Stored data
_____

PR #114, opened 2019-12-28
Client: prefix log messages with broker host+port

RalfJung:


RalfJung:
@mitar any chance you could have a look at this? Or @kaechele do you feel confident reviewing client changes?

lynxis:
@RalfJung can you describe you 'slight cleanup' more detailed? What are you doing in here? In general I would do 2 PR.
For the logging: can you create a #define for the logging. E.g.
```
LOGXYZ(broker, level, fmt, args...) syslog(level, "[%s:%s] " fmt, broker->host, borker->port, ## args)
```

RalfJung:
I don't think I agree with the advice for the macro; C macros are very fragile and error-prone and I'd rather avoid them. Given that we'd need two versions of the macro (one for brokers and one for contexts), I don't think they provide sufficient simplification of the codebase.

> can you describe you 'slight cleanup' more detailed? What are you doing in here? In general I would do 2 PR.

Fair, though I feel just reviewing the two commits separately also works.

What I am doing here is a small refactoring to remove the useless (and needlessly complicated) `broker_select_one` function. In C, an array of length 1 and a single element are the same thing, so we can just use `broker_select` with length 1. I also added some comments, because "broker_select" initially sounded to me like it was about selecting which broker to use, and not about the `select` syscall.

kaechele:
I'd like to suggest using more descriptive commit messages than "slight cleanup".

lynxis:
The "slight cleanup" commit is fine, except for the commit message.

> C macros are very fragile and error-prone and I'd rather avoid them

I agree, macros are fragile and macros shouldn't be used much, but in this case i would use them. It's a small macros, it's easy to understand. Using a macro here instead of a function is much simpler. A function would be more overhead.

I would use 2 macros here, one for context, one for broker.

RalfJung:
I adjusted the first commit's message.

> It's a small macros, it's easy to understand. Using a macro here instead of a function is much simpler. A function would be more overhead.

These are variadic macros we are talking about... not sure if they qualify as "small", but certainly they do not qualify as simple. [This](https://en.wikipedia.org/wiki/Variadic_macro) is quite the horror show I got to say.^^

I am not sure when I will have the time to figure out how these work, to do the experiment if that really makes the code cleaner. But if you want to try this, I'd be happy to incorporate your commit into this PR (you can even make a PR against this PR branch if you want).

RalfJung:
@mitar are you okay landing this as-is or would you prefer me to figure out how variadic macros work?

mitar:
I do not care, I am not really looking into the code anymore here. Just trying to help with some high-level ideas/feedback.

_____

» **Aim of the exercise**
Output all of the entries, exactly as they are written.

» **Output of the exercise**
PR #114, opened 2019-12-28
Client: prefix log messages with broker host+port

RalfJung:


RalfJung:
@mitar any chance you could have a look at this? Or @kaechele do you feel confident reviewing client changes?

lynxis:
@RalfJung can you describe you 'slight cleanup' more detailed? What are you doing in here? In general I would do 2 PR.
For the logging: can you create a #define for the logging. E.g.
```
LOGXYZ(broker, level, fmt, args...) syslog(level, "[%s:%s] " fmt, broker->host, borker->port, ## args)
```

RalfJung:
I don't think I agree with the advice for the macro; C macros are very fragile and error-prone and I'd rather avoid them. Given that we'd need two versions of the macro (one for brokers and one for contexts), I don't think they provide sufficient simplification of the codebase.

> can you describe you 'slight cleanup' more detailed? What are you doing in here? In general I would do 2 PR.

Fair, though I feel just reviewing the two commits separately also works.

What I am doing here is a small refactoring to remove the useless (and needlessly complicated) `broker_select_one` function. In C, an array of length 1 and a single element are the same thing, so we can just use `broker_select` with length 1. I also added some comments, because "broker_select" initially sounded to me like it was about selecting which broker to use, and not about the `select` syscall.

kaechele:
I'd like to suggest using more descriptive commit messages than "slight cleanup".

lynxis:
The "slight cleanup" commit is fine, except for the commit message.

> C macros are very fragile and error-prone and I'd rather avoid them

I agree, macros are fragile and macros shouldn't be used much, but in this case i would use them. It's a small macros, it's easy to understand. Using a macro here instead of a function is much simpler. A function would be more overhead.

I would use 2 macros here, one for context, one for broker.

RalfJung:
I adjusted the first commit's message.

> It's a small macros, it's easy to understand. Using a macro here instead of a function is much simpler. A function would be more overhead.

These are variadic macros we are talking about... not sure if they qualify as "small", but certainly they do not qualify as simple. [This](https://en.wikipedia.org/wiki/Variadic_macro) is quite the horror show I got to say.^^

I am not sure when I will have the time to figure out how these work, to do the experiment if that really makes the code cleaner. But if you want to try this, I'd be happy to incorporate your commit into this PR (you can even make a PR against this PR branch if you want).

RalfJung:
@mitar are you okay landing this as-is or would you prefer me to figure out how variadic macros work?

mitar:
I do not care, I am not really looking into the code anymore here. Just trying to help with some high-level ideas/feedback.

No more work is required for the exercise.